PR #10509, opened 2026-09-02
curate: Add Acrofacial Dysostosis Cincinnati Type (MONDO:0014651, POLR1A)

### LINKED ISSUE #10504: Curate acrofacial dysostosis Cincinnati type (MONDO:0014651)
Curate a dismech entry for **acrofacial dysostosis Cincinnati type** ([MONDO:0014651](https://monarchinitiative.org/MONDO:0014651)) — a severe mandibulofacial dysostosis with variable limb anomalies caused by heterozygous variants in *POLR1A*, the largest subunit of RNA polymerase I. It is a ribosomopathy: reduced rDNA transcription causes nucleolar stress and p53-dependent apoptosis in cranial neural crest cells.

Preliminary read: this looks like a single disease. One gene (`hgnc:17264` POLR1A), no MONDO descendants, and one conserved mechanism. It is mechanistically adjacent to the already-curated `Treacher_Collins_Syndrome` (POLR1C/POLR1D and TCOF1) but is a distinct entity with its own gene and a different limb phenotype, so it should be its own entry rather than a `has_subtypes` row there. Whether the two should later share a Pol I / nucleolar-stress mechanism module is worth noting during curation.

Stub: `stubs/Acrofacial_Dysostosis_Cincinnati_Type.yaml`

aleixpuigb:
New disorder entry for acrofacial dysostosis, Cincinnati type (OMIM #616462), caused by heterozygous variants in *POLR1A*, the largest catalytic subunit of RNA polymerase I. It was defined in 2015 in three individuals whose faces looked like Treacher Collins syndrome and whose hands and feet did not, and expanded in 2023 by 17 more.

## Why a housekeeping defect gives a face-and-limb disease

This is a ribosomopathy, and the entry curates the answer to the standard ribosomopathy question as a chain rather than as an assertion:

1. Reduced Pol I transcription of the 47S precursor rRNA, the rate-limiting step of ribosome biogenesis. Measured directly in the zebrafish mutant: fewer monosomes and polysomes, impaired translation.
2. Tissue-selective vulnerability. Pol I subunits are most highly expressed in neuroepithelium and neural crest, which sustain the highest rRNA transcription and translation rates — so those cells cross the threshold first, and they are also the cells that build most of the craniofacial skeleton.
3. Nucleolar stress. Free RPL5 and RPL11 bind MDM2 and displace it from p53.
4. p53-dependent apoptosis, shown to be cell-autonomous by conditional deletion in three separate lineages (neural crest, second heart field, forebrain).
5. Depletion of neural-crest-derived skeletal precursors in the pharyngeal arches.

## A second, EMERGING hypothesis group

Blocking p53 is not enough, and that is a published result rather than a caveat: inhibiting *tp53* in *polr1a*-mutant zebrafish suppresses the apoptosis and only partially rescues cartilage, because rDNA transcription and neural crest proliferation stay impaired. So part of the deficit is a failure to make enough progenitors, not a failure to keep the ones that were made. It has its own hypothesis group and its own node, and the practical consequence is stated: a p53-directed intervention would by construction miss it.

Three animal models are curated with distinct roles, including a `RESCUES` link on the zebrafish for the *tp53* inhibition experiment — the experiment that makes the p53 node causal rather than correlative, and simultaneously proves it is not the whole disease.

**No phenotype frequency, and this is the judgement call most worth reviewing.** The deep-research report supplies an HPO-annotation-derived frequency table with denominators — hypotonia 10/17, hypertelorism 9/16, micrognathia 9/21, cleft palate 6/20, limb anomaly 6/17, with craniosynostosis explicitly 0/15. Those numbers are plausible and useful. But they are counts computed over HPO annotation records, not statements made in either primary paper, so there is no sentence in a cached reference that a `frequency` value could be evidenced against. Curating them would mean attaching a number to a citation that does not contain it. The table and its source are recorded in the entry `notes` instead, so a curator who later obtains the per-individual tables from the 2023 cohort paper can add them properly.

Three craniofacial phenotypes (micrognathia, malar hypoplasia, cleft palate) are graded `directness: INDIRECT` because their only quotable source describes this disease and Treacher Collins syndrome jointly. That joint attribution is stated in each evidence `explanation` rather than quietly dropped.

## Relationship to Treacher Collins syndrome

Kept as a separate entry, and the `notes` say why: different genes (POLR1A here; TCOF1, POLR1C, POLR1D there), different limb involvement, and Treacher Collins has its own developed entry. They are the same mechanism at the pathway level, though, and if a Pol I nucleolar-stress module is ever created in `kb/modules/`, these two plus the POLR1C/POLR1D forms are its natural conformers. No `conforms_to` is declared, since that module does not exist.

## Deep research

One openscientist run, committed with the entry: 12 of 12 citations resolved, confabulation rate 0.0. `just preflight-dr` passed with POLR1A mentioned 39 times. It flagged TP53 as a rival gene at 31% of POLR1A mentions — expected here, since p53 is the effector arm of the mechanism rather than a second disease entity, and the sections were read with that in mind.

## Validation

`just validate-disorders`, `just validate-terms`, `check-duplicate-keys`, `check-entity-refs`, `check-causal-targets`, `check-qualifier-terms`, `check-enum-values`, `just validate-history` — all pass. 38 of 38 snippets verified against cached references.

Closes #10504

---


aleixpuigb:
You were right about the cache, and the error mattered more than it looks. Pushed as 16bd3fd.

`PMID_41010008.md` is `content_type: full_text_xml`, 119 lines, added by this PR, and I consumed it twice. My `notes` then asserted the opposite — that the per-individual clinical detail wasn't cached — and that wrong claim is what justified leaving out the phenotypes, the treatment and the diagnostic pathway. I've corrected the paragraph by recording the correction rather than quietly rewriting it, because the mistaken claim is the reason for the omissions and a silent fix would erase why they happened.

**1. DIRECT evidence added** to Micrognathia and Malar Hypoplasia from the Weaver-cohort sentence. Kept the older INDIRECT items, as you suggested.

**2. Five phenotypes added** — hypertelorism, external ear anomaly, seizure, atrial septal defect, hearing impairment. Three judgement calls worth flagging:

- I bound the ear finding to `HP:0000356` Abnormality of the outer ear rather than `HP:0008551` Microtia. The sources say "dysplastic ears" and "small malformed ears with small canals", which is malformation, not hypoplasia. Microtia would be a stronger claim than the text makes.
- ASD is added as a **sibling** of `Abnormal heart morphology` rather than replacing it, since the cohort statement and the case report support different granularities and both are worth keeping.
- **Hearing loss is the one I'd want you to look at hardest.** You're right that it's the omission most likely to matter clinically. But no cached source reports hearing status in this disease at all — what's cached is the ear anatomy. So I've curated it graded `INDIRECT`, with the description saying explicitly that the evidence supports small malformed ears with narrow canals rather than an audiogram, that it is an anatomically-grounded expectation, and that no frequency should be read into it. If you think that's still over-claiming I'll take it out; I judged that a clinician is better served by a flagged expectation than by silence.

**3. `treatments:` added** with the cardiac-repair quote, plus a `KNOWLEDGE_GAP` on `treatments#` recording why there is nothing else. We reached the same conclusion independently: every management paper filed under "acrofacial dysostosis" is Nager, Miller or Treacher Collins. `PMID:9633164` was not used.

**4. `diagnosis:` added** with the exome-testing sentence and a differentiation entry carrying the craniosynostosis and macrocephaly negatives. That entry deliberately carries **no** evidence item, and says so in its description: those counts are HPO annotation tallies, not statements in either primary paper — the same reason no phenotype here has a `frequency`. Moving them into a structured section made them queryable; attaching a citation that doesn't contain them would have been the thing we both agreed not to do.

All four suggestions taken as well: `mappings:` block; a paragraph on `genetic_context.description` recording that the single `LOSS_OF_FUNCTION` value is a simplification, since the series mixes truncating and CNV alleles with missense in a strongly missense-constrained gene (enum value kept conservative, since no study has tested dominant-negative directly); and the limb sub-features now named and evidenced with the coarse binding retained and justified.

The Pol I nucleolar-stress module is genuinely out of scope here — I'll file it as an issue rather than let it drift into this PR.

49/49 snippets verified, up from 38. All gates pass.

---

aleixpuigb:
Thanks — and the Pol I module is already filed as monarch-initiative/dismech#10512, opened after your first review. It lists this entry, `Treacher_Collins_Syndrome` and the POLR1C/POLR1D forms as conformers, and includes the p53-independent arm as a second hypothesis group.

On the `mappings:` self-map — you're right that it carries no information, and thanks for checking the `Mappings` class rather than leaving me to discover the OMIM slot doesn't exist. I'm leaving it as-is rather than pushing a one-line removal: `main` has `dismiss_stale_reviews`, so a cosmetic push would drop your approval and cost a full re-review cycle for a redundant-but-harmless block. Same reasoning for `diagnosis_term` on the exome-sequencing entry — a genuine improvement, but not worth an approval. Both are on the record here for whoever next touches the file.

One correction to the PR body above, which I can't edit without the same problem: it still says "38 of 38 snippets verified" and describes three craniofacial phenotypes as `INDIRECT`-only. Both were true when it was written and are now stale — the current head is 49/49, and micrognathia and malar hypoplasia carry DIRECT items. The commit message and this thread have the accurate numbers.

---

aleixpuigb:
Merged `main` in to clear a conflict that kept this PR out of the merge queue (the other three from this batch went in; this one showed `mergeable_state: dirty`).

**The conflict was one line in `cache/hgnc/terms.csv`.** This branch added `hgnc:17264,POLR1A`; `main` had since added `hgnc:17258,AGTPBP1` at the same position. Both rows are kept, in numeric CURIE order. No row was retyped or hand-placed: `just check-cache-order` reports canonical order and `just check-term-cache-integrity` passes over all 18 term caches and 24 enum caches.

Resolved by merge commit rather than rebase, so anyone with this branch checked out keeps a valid checkout.

**Post-merge diff against `main` is only this PR's own files** — the entry, its five reference-cache files, two history records, the deep-research report and artifacts, the stub deletion, and three cache rows. No unrelated deletions and no derived-path churn.

**Re-validated after the merge, not before it:**

- `just validate-disorders` — schema, terms and references, **49/49 snippets verified**
- `check-duplicate-keys`, `check-entity-refs`, `check-causal-targets`, `check-qualifier-terms`, `check-enum-values` — all OK

One correction to the PR body above: it still says "38 of 38 snippets", which was the count at open. The review round added phenotypes, treatments and the diagnosis section, so the current figure is 49.

This push drops the earlier approval, since `main` runs `dismiss_stale_reviews`. That is the expected cost of resolving the conflict rather than a new problem, and the review re-runs on `synchronize`.

---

##############################

The response must consist solely of the lines from the first line of the entries through the line containing "## Why a housekeeping", repeated exactly.

PR #10509, opened 2026-09-02
curate: Add Acrofacial Dysostosis Cincinnati Type (MONDO:0014651, POLR1A)

### LINKED ISSUE #10504: Curate acrofacial dysostosis Cincinnati type (MONDO:0014651)
Curate a dismech entry for **acrofacial dysostosis Cincinnati type** ([MONDO:0014651](https://monarchinitiative.org/MONDO:0014651)) — a severe mandibulofacial dysostosis with variable limb anomalies caused by heterozygous variants in *POLR1A*, the largest subunit of RNA polymerase I. It is a ribosomopathy: reduced rDNA transcription causes nucleolar stress and p53-dependent apoptosis in cranial neural crest cells.

Preliminary read: this looks like a single disease. One gene (`hgnc:17264` POLR1A), no MONDO descendants, and one conserved mechanism. It is mechanistically adjacent to the already-curated `Treacher_Collins_Syndrome` (POLR1C/POLR1D and TCOF1) but is a distinct entity with its own gene and a different limb phenotype, so it should be its own entry rather than a `has_subtypes` row there. Whether the two should later share a Pol I / nucleolar-stress mechanism module is worth noting during curation.

Stub: `stubs/Acrofacial_Dysostosis_Cincinnati_Type.yaml`

aleixpuigb:
New disorder entry for acrofacial dysostosis, Cincinnati type (OMIM #616462), caused by heterozygous variants in *POLR1A*, the largest catalytic subunit of RNA polymerase I. It was defined in 2015 in three individuals whose faces looked like Treacher Collins syndrome and whose hands and feet did not, and expanded in 2023 by 17 more.

## Why a housekeeping defect gives a face-and-limb disease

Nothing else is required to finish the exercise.